Non basta avere idee innovative, non basta avviare le riforme: è decisivo concluderle ed applicarle. Non basta avere composto ( o programmato) una meravigliosa sinfonia: occorre suonarla! Occorre essere riformatori veri, che incidono peril bene dell'organizzazione, non riformatori di peluche !

I tempi della revisione delle carte statutarie si stanno dilatando inspiegabilmente (?). Siamo già a forte rischio di arrivare alla prossima scadenza del rinnovo del CDF senza la riforma dello Statuto e del Regolamento attuativo: cioè ancora con il bel porcellum FOI. Con le conseguenze inevitabili: non solo la vergogna di utilizzare un simile scempio, ma anche di produrre gravi spaccature fra il corpo degli allevatori e dei gruppi dirigenti (soprattutto…). Un contraccolpo sociale evidente che produrrebbe il blocco dei timidi tentativi di rinnovamento sbocciati in questa umida primavera e rinviati a data da destinarsi.

Solo gli ingenui non sanno quali strumenti vengono usati per sollecitare il voto,solo gli smemorati non ricordano ciò che è avvenuto nel passato.

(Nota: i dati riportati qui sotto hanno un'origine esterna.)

PR #2833, opened 2022-12-12
CompositeJK Part 2: Pilot Implementation

davpoolechem:
## Description
This is it. It's here.

This PR is the initial implementation of the CompositeJK framework, the culmination of many, MANY of the JK-related PRs that are either in progress, or have been added to Psi4 already.

Many methods have been added to Psi4's JK class which enable utilization of algorithms that build J or K separately to improve performance. The ones in Psi4 as of now are the JK subclasses DFJLinK and DFJCOSK, which, between the two, contain integral-direct density-fitted J construction, the Linear Exchange method (LinK), and the Chain-of-Spheres Exchange method (COSX). Further ones, such as the Continuous Fast Multipole Method (CFMM), are planned for the future, and even more (e.g., J-Engine, Local DF methods) exist beyond the work done in Psi4 for the past year. The problem is, Psi4's JK class does not have a framework that truly supports the existence of these separate J and K algorithms. DFJLinK and DFJCOSK work for now, given the low number of separate J and K algorithms current in Psi4. But, as more separate J and K algorithms are added to Psi4, the number of JK subclasses will skyrocket, assuming every combination of separate J and separate K algorithm is stored in its own JK subclass. This will lead to a nasty problem with code duplication, not even discussing the pollution of the JK hierarchy that would result. Thus, for continued research into separate J and K construction algorithms, a proper framework for supporting such algorithms is paramount.

CompositeJK is that framework. CompositeJK is a single JK subclass which enables the combination and execution of any separate J and K build algorithm available in Psi4. CompositeJK can enable this without duplication of separate build algorithms across different subclasses. Additionally, CompositeJK is designed to enable simple expansion of itself, enabling the easy addition of new separate J and K builds to Psi4 with minimal programming issues.

The current PR is the first implementation of the CompositeJK framework into Psi4, and it has two components:
- Front end. The front end changes control of how composite combinations of separate J and K build algorithms can be called by the user. The most important aspect is that, for CompositeJK, any combinations of its sub-algorithms can be called by setting SCF_TYPE to `J_alg+K_alg`, where _J_alg_ is the separate J build algorithm of choice, and _K_alg_ is the separate K algorithm of choice. As of now, the two CompositeJK options available are `DIRECTDFJ+LINK` representing the old DFJLinK class, and `DIRECTDFJ+COSX` representing the old DFJCOSK class. The key here, is that the "+" delimiter in SCF_TYPE serves as a signal to Psi4 that a CompositeJK algorithm is being used. 
- Back end. Basically all of the back-end changes can be classified into two categories - merging DFJLinK and DFJCOSK into the initial CompositeJK implementation, and modifications of functions where necessary to support the above front-end changes. 

- [X] The "COSX" keyword for "SCF_TYPE" has been replaced with "DIRECTDFJ+COSX".
- [X] The "LINK" keyword for "SCF_TYPE" has been replaced with "DIRECTDFJ+LINK".

## Dev notes & details
- [X] Refactors the DFJLinK and DFJCOSK classes into the combined CompositeJK JK subclass. CompositeJK can perform the computations previously performed by both DFJLinK and DFJCOSK within a single JK subclass. These changes are largely localized to the commits f0c4f6c8e31696f6690e101d71bef1863bcf324c - ca66c91976cb5e8c42c8292fcf90c6d28b885fd0, with bfdff974dbfbb9513c85a460b00495598e5f240e also counting. 
- [X] Implements a new scheme for "SCF_TYPE" names associated with CompositeJK algorithm combinations. This scheme uses the "+" delimiter in conjunction with the names of the separate J and K algorithms present in CompositeJK to use a specific combination of separate J and K build algorithms. 
- [X] Changes functionalities in DFJLinK and DFJCOSK, as well of the JK base class itself, as necessary to support the standardized "SCF_TYPE" naming scheme and the general flexibility and ease of expansion that CompositeJK is aiming for.
- [X] Updates relevant tests and documentation.

## To-do
- [x] Update CompositeJK methods with comments on paper references.
- [x] Update CompositeJK::num_computed_shells() function.

## Questions
- [ ] Hopefully this PR isn't too large? While the lines changed looks pretty large, a lot of it comes from the removal of the DFJLinK and DFJCOSK classes and their reimplementation into CompositeJK, as well as the updating of associated reference outputs.

## Checklist

## Status
- [X] Ready for review
- [ ] Ready for merge


davpoolechem:
To ease the review process, I am going to go through the diff and mark out what should be prioritized by reviewers, and what should not be.

doc/sphinxman/source/scf.rst
```diff
@@ -648,7 +648,9 @@ ERI Algorithms
 The key difficulty in the SCF procedure is treatment of the four-index ERI
 contributions to the Fock Matrix. A number of algorithms are available in
 |PSIfour| for these terms. The algorithm is selected by the |globals__scf_type|
-keyword, which may be one of the following
+keyword. Some such algorithms consist of a single algorithm applied to
```
davpoolechem, line 651: Changes in doc/* files are documentation updates regarding CompositeJK - worth looking at.

psi4/src/psi4/libfock/CompositeJK.cc
```diff
@@ -39,6 +39,7 @@
 #include "psi4/liboptions/liboptions.h"
```
davpoolechem, line 39: The diff interpreted DFJCOSK as being moved to CompositeJK.cc. A lot of this is renaming DFJCOSK functions to CompositeJK functions, but I will point things out where they appear.

psi4/src/psi4/libfock/CompositeJK.cc
```diff
@@ -144,186 +145,273 @@ Matrix compute_esp_bound(const BasisSet &primary) {
...
+    density_screening_ = options_.get_str("SCREENING") == "DENSITY";
+    set_cutoff(options_.get_double("INTS_TOLERANCE"));
     early_screening_ = true;
 
-    // incremental Fock setup
-    incfock_ = options_.get_bool("INCFOCK");
+    // pre-construct per-thread TwoBodyAOInt objects for computing 3- and 4-index ERIs
+    timer_on("CompositeJK: ERI Computers");
     
-    // => Direct Density-Fitted Coulomb Setup <= //
```
davpoolechem, line 171: This block is just moved to later on in the code.

psi4/src/psi4/libfock/CompositeJK.cc
```diff
@@ -144,186 +145,273 @@ Matrix compute_esp_bound(const BasisSet &primary) {
...
-    eri_computers_[0] = std::shared_ptr<TwoBodyAOInt>(rifactory.eri());
+    eri_computers_["3-Center"][0] = std::shared_ptr<TwoBodyAOInt>(rifactory.eri());
+
+    // create each threads' ERI computers
     for(int rank = 1; rank < nthreads_; rank++) {
-        eri_computers_[rank] = std::shared_ptr<TwoBodyAOInt>(eri_computers_.front()->clone());
+        eri_computers_["4-Center"][rank] = std::shared_ptr<TwoBodyAOInt>(eri_computers_["4-Center"].front()->clone());
+        eri_computers_["3-Center"][rank] = std::shared_ptr<TwoBodyAOInt>(eri_computers_["3-Center"].front()->clone());
     }
-    timer_off("ERI Computers");
```
davpoolechem, line 189: This block is just moved to later on in the code.

psi4/src/psi4/libfock/CompositeJK.cc
```diff
@@ -144,186 +145,273 @@ Matrix compute_esp_bound(const BasisSet &primary) {
...
-    timer_on("Overlap Metric Solve");
 
-    int nbf = primary_->nbf();
-    std::vector<int> ipiv(nbf);
+    timer_off("CompositeJK: ERI Computers");
 
-    // solve: Q_init_ = S_an @ S_num_init_^{-1}
-    Q_init_ = S_an->clone();
-    C_DGESV(nbf, nbf, S_num_init.pointer()[0], nbf, ipiv.data(), Q_init_->pointer()[0], nbf);
+    // => Set up separate J algorithm <= //
```
davpoolechem, line 211: Here is where the aforementioned moved blocks of code are moved to.

psi4/src/psi4/libfock/CompositeJK.cc
```diff
@@ -144,186 +145,273 @@ Matrix compute_esp_bound(const BasisSet &primary) {
...
+    return JK::num_computed_shells();
 }
 
-size_t DFJCOSK::memory_estimate() {
+size_t CompositeJK::memory_estimate() {
     return 0;  // Memory is O(N^2), which psi4 counts as effectively 0
 }
 
-void DFJCOSK::print_header() const {
+void CompositeJK::print_header() const {
```
davpoolechem, line 347: The header printing scheme was changed a little bit for CompositeJK - this is worth looking at.

psi4/src/psi4/libfock/CompositeJK.cc
```diff
@@ -335,21 +423,22 @@ void DFJCOSK::incfock_setup() {
...
+void CompositeJK::incfock_postiter() {
     // Save a copy of the density for the next iteration
     D_prev_.clear();
     for(auto const &Di : D_ao_) {
         D_prev_.push_back(Di->clone());
     }
 }
 
-void DFJCOSK::compute_JK() {
+void CompositeJK::compute_JK() {
```
davpoolechem, line 434: Some changes here to accomodate the new front end.

psi4/src/psi4/libfock/CompositeJK.cc
```diff
@@ -358,45 +447,65 @@ void DFJCOSK::compute_JK() {
...
-    
+
     if (initial_iteration_) initial_iteration_ = false;
 }
 
-void DFJCOSK::postiterations() {}
+void CompositeJK::postiterations() {}
 
-void DFJCOSK::build_J(std::vector<std::shared_ptr<Matrix>>& D, std::vector<std::shared_ptr<Matrix>>& J) {
+void CompositeJK::build_DirectDFJ(std::vector<std::shared_ptr<Matrix>>& D, std::vector<std::shared_ptr<Matrix>>& J) {
```
davpoolechem, line 508: The changes here really only fully standardize Direct DF-J between LinK and COSX, because DFJCOSK and DFJLinK had _slight_ differences in implementation before this. Nothing here that's too important to look at unless you want to, since all of the changes here were in DFJLinK already.

psi4/src/psi4/libfock/jk.cc
```diff
@@ -71,10 +71,12 @@ JK::~JK() {}
 std::shared_ptr<JK> JK::build_JK(std::shared_ptr<BasisSet> primary, std::shared_ptr<BasisSet> auxiliary,
```
davpoolechem, line 71: Changes in this function are related to the CompositeJK front end - probably worth a look.

psi4/src/psi4/libfock/jk.h
```diff
@@ -1185,127 +1185,28 @@ class PSI_API MemDFJK : public JK {
 };
 
 /**
- * Class DFJCOSK
+ * Class CompositeJK 
  *
- * JK implementation using a direct density-fitted coulomb algorithm
```
davpoolechem, line 1190: This block is just the removal of DFJCOSK.

psi4/src/psi4/libfock/jk.h
```diff
@@ -1185,127 +1185,28 @@ class PSI_API MemDFJK : public JK {
...
+ * J: Direct DF-J
+ * K: COSX, LinK
  *
- * JK implementation using the direct density-fitted coulomb algorithm of Weigend
- * and the Linear Exchange algorithm of Ochsenfeld
- * TODO: Combine DFJLink with DFJCOSX to start CompositeJK
+ * TODO: Implement SplitJK companion framework for truly arbitrary mixing and matching
  */
-class PSI_API DFJLinK : public JK {
+class PSI_API CompositeJK : public JK {
```
davpoolechem, line 1198: The diff interpreted the CompositeJK implementation as a modification of DFJLinK.

The new CompositeJK class is essentially a union of the DFJLinK and DFJCOSK classes, with small changes to support the new front end.

davpoolechem:
All right, I went through the diff and tried to do some clarifications on the changes made. For other clarifications or more questions, please let me know.

davpoolechem:
Also, here's what I get for the CI error:

`Error: The process 'C:\Miniconda\condabin\conda.bat' failed with exit code 1`

This seems unrelated to the changes in this PR?

psi4/src/psi4/libfock/CompositeJK.cc
```diff
@@ -144,186 +145,273 @@ Matrix compute_esp_bound(const BasisSet &primary) {
...
-        if (do_wK_) outfile->Printf("    Omega:              %11.3E\n", omega_);
-        outfile->Printf("    Integrals threads:  %11d\n", nthreads_);
-        outfile->Printf("    Memory [MiB]:       %11ld\n", (memory_ *8L) / (1024L * 1024L));
-        outfile->Printf("    Incremental Fock :  %11s\n", (incfock_ ? "Yes" : "No"));
-        outfile->Printf("    J Screening Type:   %11s\n", screen_type.c_str());
-        outfile->Printf("    J Screening Cutoff: %11.0E\n", cutoff_);
+        outfile->Printf("  ==> CompositeJK: Mix-and-Match J+K Algorithm Combos <==\n\n");
+
+        outfile->Printf("    J tasked:          %11s\n", (do_J_ ? "Yes" : "No"));
+        outfile->Printf("    K tasked:          %11s\n", (do_K_ ? "Yes" : "No"));
```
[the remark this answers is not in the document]
davpoolechem: This is probably a good idea, and wouldn't be hard to implement. I will do that!

psi4/src/psi4/libfock/jk.cc
```diff
@@ -71,10 +71,12 @@ JK::~JK() {}
...
                                  Options& options, std::string jk_type) {
 
+    bool is_composite = jk_type.find("+") != std::string::npos; // does SCF_TYPE contain +?
+
     bool do_density_screen = options.get_str("SCREENING") == "DENSITY";
     bool do_df_scf_guess = options.get_bool("DF_SCF_GUESS");
     
-    bool can_do_density_screen = (jk_type == "DIRECT" || jk_type == "LINK");
+    bool can_do_density_screen = (jk_type == "DIRECT" || jk_type == "DIRECTDFJ+LINK");
```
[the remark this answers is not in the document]
davpoolechem: This is indeed intended behavior! Although it honestly might be better changed.

In the current version of the code, DFJCOSX fails the subsequent check using the can_do_density_screen variable, which happens when can_do_density_screen is set to false. This can be seen by looking at the original code before alteration here, where only the jk_types DIRECT and LINK result in can_do_density_screen=true, and not a jk_type of COSX. Practically, this means that SCF_TYPE=COSX throws an exception when SCREENING is set to DENSITY.  I believe the reason the reason things were programmed this way, is because SCREENING=DENSITY does density screening from within TwoBodyAOInt, while DFJCOSX has its own density screening scheme implemented within itself.

The intentional filter on both J+K here is a continuation of the current behavior, where using the COSX algorithm in conjunction with SCREENING=DENSITY throws an exception.

samples/matrix1/input.dat
```diff
@@ -48,7 +48,7 @@ info = psi4.DSYEV(0, 'V','U', n, A, n, D, W, 4*n)
 A.name = "Eigenvectors"
 
 # Make first element of eigenvector positive if desired
-for i in range(1,n):
+for i in range(0,n):
```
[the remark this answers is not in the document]
davpoolechem: I do remember you mentioning this previously, but thanks again! I did run the docs build as part of modifying the documentation regarding composite methods, but it's entirely possible I did a hand edit of this one, as well. My bad!

psi4/src/psi4/libfock/CompositeJK.cc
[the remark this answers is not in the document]
davpoolechem: Done and done!

davpoolechem:
CI error with the recent updates: 

```
  % Total    % Received % Xferd  Average Speed   Time    Time     Time  Current
                                 Dload  Upload   Total   Spent    Left  Speed

  0     0    0     0    0     0      0      0 --:--:-- --:--:-- --:--:--     0
100     9  100     9    0     0     46      0 --:--:-- --:--:-- --:--:--    49
tar: Error opening archive: Unrecognized archive format
Error: Process completed with exit code 1.
```

Seems to be the CI acting goofy again.

davpoolechem:
Further CI update - it seems the ddd-deriv test fails with this PR... but only on Windows.

loriab:
I think the ddd-deriv is a fluke -- we were seeing random Windows fails in Dec. After #2843 is merged, you can rebase to fix the ecos and give azure win another chance.

doc/sphinxman/source/scf.rst
```diff
@@ -648,7 +648,9 @@ ERI Algorithms
...
+the consutruction of both the Coulomb and Exchange constructions
+to the Fock Matrix, such as follows:
```
loriab, line 653:
```suggestion
keyword. Most consist of a single algorithm applied to
the construction of both the Coulomb and Exchange parts
of the Fock Matrix:
```

doc/sphinxman/source/scf.rst
```diff
@@ -685,19 +687,45 @@ CD
...
+|PSIfour| also features the capability to use arbitrary combinations 
+of specialized algorithms that construct either the Coulomb
+or the Exchange matrix separately. These algorithms can be mixed and
+matched arbitrarily to optimize performance based on the calculation
+in question. In general, such combinations of algorithms display lower
+scaling then their combined counterparts, and thus perform better 
+with larger systems. Such combinations of algorithms can be utilized 
+by setting the |globals__scf_type| keyword to ``J_alg+K_alg``, 
+where *J_alg* is the name of the separate Coulomb construction algoritm to use, 
+and *K_alg* is the name of the separate Exchange construction algorithm to use.
```
loriab, line 700:
```suggestion
or the Exchange matrix separately. In general, such combinations of algorithms display lower
scaling than their combined counterparts and thus perform better 
for larger systems. Such combinations can be accessed 
by setting |globals__scf_type| to ``J_alg+K_alg``, 
where *J_alg* and *K_alg* are the names of the separate Coulomb
and Exchange construction algorithms, respectively.
```

doc/sphinxman/source/scf.rst
```diff
@@ -769,6 +797,56 @@ To avoid this, either set |scf__df_basis_scf| to an auxiliary
...
+mixed and matched with each other freely. The algorithms availble for use in a composite fashion are as follows:
+
+Separate J Construction: DIRECTDFJ 
+
+Separate K Construction: COSX, LINK
+
+Two composite algorithms can be combined with each other by setting the |globals__scf_type| keyword to ``J_alg+K_alg``, where *J_alg* is an available
+algorithm for the separate construction of J, and *K_alg* is an available algorithm for the separate construction of K. For example, if one wanted
+to run an integral-direct density-fitted algorithm for Coulomb construction (i.e., DIRECTDFJ) in conjunction with the Linear Exchange algorithm
+for Exchange construction (i.e., LINK), one would use the |globals__scf_type| keyword ``DIRECTDFJ+LINK``.
```
loriab, line 827: Isn't this (sec:compositejk) pretty repetitive from the new part further up?

psi4/driver/procrouting/proc.py
```diff
@@ -1446,7 +1446,8 @@ def scf_wavefunction_factory(name, ref_wfn, reference, **kwargs):
         wfn._disp_functor = _disp_functor
 
     # Set the DF basis sets
-    df_needed = core.get_global_option("SCF_TYPE") in ["DF", "MEM_DF", "DISK_DF", "COSX", "LINK"]
+    df_needed = core.get_global_option("SCF_TYPE") in ["DF", "MEM_DF", "DISK_DF" ]
+    df_needed |= "DIRECTDFJ" in core.get_global_option("SCF_TYPE")
```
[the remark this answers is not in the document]
davpoolechem: Yeah, we ended up with DF-DirJ in the paper. It'd probably be better to match the paper in that regard, but I will double-check and see if there is any reason in the code not to switch.

doc/sphinxman/source/scf.rst
davpoolechem: Hmm... I suppose one could come to that conclusion. There are a couple of details mentioned in `sec:compositejk` that aren't mentioned in the CompositeJK summary (i.e. the "new part further up"), such as the exploitation of different properties in J and K for composite algorithms, the existence of redundant ERI computation in composite algorithms, and composite algorithms performing worse for small systems (the latter is implied in the summary, but not explicitly stated). How important these details are, and whether they could simply be bundled into the summary, is the question.

psi4/driver/procrouting/proc.py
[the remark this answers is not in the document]
davpoolechem: All right, there's no real reason _not_ to switch to DF-DirJ, so I went with that. I only switched the user-facing stuff, though; not internal function names. Would it be good to switch the internal function names, as well?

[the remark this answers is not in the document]
davpoolechem: That's true. We can probably leave it as is, then.

doc/sphinxman/source/scf.rst
loriab: I vote to bundle the redundant ERI, worse for large, diff J, K properties, etc. details into the summary. That is, have one big section or a little intro section and a big section, rather than the two big sections there are now.

loriab (approved):

davpoolechem:
So before this gets merged in officially, I would like to regenerate the reference output files, especially with the DirectDFJ->DFDirJ change.

jturney (approved):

Per scrivereil futuro è indispensabile conoscere ed utilizzare il passato: ricordiamo il 2010, con il suo bel bilancio elettorale in perdita.

Insistere sulla conclusione in tempi stretti (entro settembre!) della stagione delle riforme delle carte (almeno Statuto, Regolamento Organico, CCTTNN) non è una fissazione snobistica: è un forte atto politico, per garantire realmente le condizioni per una svolta, per tutelare gli allevatori. Il resto sono chiacchiere da incantatori di serpenti, che solo i serpenti apprezzano….

Il 24 febbraio è stata avanzata un primo crono programma: disperso. Il 4 marzo è stato aggiornato: disperso. Il 15 aprile nuovo aggiornamento:ad oggi non ci sono notizie. Certo, c’è molto da fare, le giornate sono piene, non si trova il tempo….Allora prendiamo atto ed evitiamo di raccontarcela e di pettinare i capelli alle bambole.

Oppure,prendiamola seriamente, come assicuriamo, e procediamo sull’obiettivo, con precedenza assoluta.

E’il tempo delle scelte.

O le facciamo noi o le fanno altri e noi le subiremo.

Lo ripeto: io sono abituato a non subirle. Non per arroganza, ma per dignità e rispetto del mandato ricevuto dagli allevatori.